(Source material Opens)

PR #2894, opened 2025-05-07
Explicitly include testing Python 3.7 on legacy Ubuntu

wxtim:
Python 3.7 is no longer supported on Ubuntu latest.

A couple more websites are resisisting automatic link checks. 😞

### DIFF
--- a/.github/workflows/test.yml
+++ b/.github/workflows/test.yml
@@ -96,10 +96,12 @@ jobs:
       fail-fast: false
       matrix:
         os: ['ubuntu-latest']
-        python-version: ['3.7', '3.8', '3.9', '3.10', '3.11', '3.12', '3']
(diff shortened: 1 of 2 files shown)


oliver-sanders:
@wxtim, we are provisioning Python from Conda now. As it stands, we should be testing Python 3.7 against ubuntu-latest.

No need for legacy any more!

wxtim:
> @wxtim, we are provisioning Python from Conda now. As it stands, we should be testing Python 3.7 against ubuntu-latest.
> 
> No need for legacy any more!

Why is it not working on master?

MetRonnie:
But it is working on master, apart from linkcheck? https://github.com/metomi/rose/actions/runs/14875383672

wxtim:
My Brain no worky.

(Source material Closes)

Prompt:
Word for word, give back the data shown above.

Worked solution:
PR #2894, opened 2025-05-07
Explicitly include testing Python 3.7 on legacy Ubuntu

wxtim:
Python 3.7 is no longer supported on Ubuntu latest.

A couple more websites are resisisting automatic link checks. 😞

### DIFF
--- a/.github/workflows/test.yml
+++ b/.github/workflows/test.yml
@@ -96,10 +96,12 @@ jobs:
       fail-fast: false
       matrix:
         os: ['ubuntu-latest']
-        python-version: ['3.7', '3.8', '3.9', '3.10', '3.11', '3.12', '3']
(diff shortened: 1 of 2 files shown)


oliver-sanders:
@wxtim, we are provisioning Python from Conda now. As it stands, we should be testing Python 3.7 against ubuntu-latest.

No need for legacy any more!

wxtim:
> @wxtim, we are provisioning Python from Conda now. As it stands, we should be testing Python 3.7 against ubuntu-latest.
> 
> No need for legacy any more!

Why is it not working on master?

MetRonnie:
But it is working on master, apart from linkcheck? https://github.com/metomi/rose/actions/runs/14875383672

wxtim:
My Brain no worky.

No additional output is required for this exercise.